PR #11758, opened 2025-11-09
lint: fix offenses for @typescript-eslint/no-unused-vars rule in src folder

pkuczynski:
### Description of change

Similar to #11757 but in `src` folder, so should be reviewed more carefully.

### Pull-Request Checklist

### DIFF
--- a/src/driver/oracle/OracleDriver.ts
+++ b/src/driver/oracle/OracleDriver.ts
@@ -434,11 +434,7 @@ export class OracleDriver implements Driver {
      * Build full table name with database name, schema name and table name.
      * Oracle does not support table schemas. One user can have only one schema.
      */
-    buildTableName(
-        tableName: string,
-        schema?: string,
-        database?: string,
-    ): string {
+    buildTableName(tableName: string, schema?: string): string {
         const tablePath = [tableName]
 
         if (schema) {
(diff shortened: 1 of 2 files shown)


gioboa (approved):
It looks good to me 👍

src/driver/aurora-mysql/AuroraMysqlQueryRunner.ts
```diff
@@ -1915,7 +1915,10 @@ export class AuroraMysqlQueryRunner
                 if (!isAnotherTransactionActive) {
                     await this.rollbackTransaction()
                 }
-            } catch (rollbackError) {}
+            } catch {
+                // ignore
+            }
```
mguida22: nit: it may be nice to provide context on why we want to ignore these errors and/or what we are ignoring. like "ignore rollback errors"

src/driver/mysql/MysqlDriver.ts
```diff
@@ -1166,7 +1163,7 @@ export class MysqlDriver implements Driver {
     /**
      * Creates an escaped parameter.
      */
-    createParameter(parameterName: string, index: number): string {
+    createParameter(): string {
```
alumni, line 1166: This should not be changed - it's the same signature in all drivers. It's also part of the public API, and changing it is a breaking change.

alumni (changes requested):
The method signatures should not change.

## WHAT NEEDS TO BE DONE
Among the lines of the listing above, which ones contain the word "buildTableName"? Show them.

## RESULT FOR THIS TASK
-    buildTableName(
+    buildTableName(tableName: string, schema?: string): string {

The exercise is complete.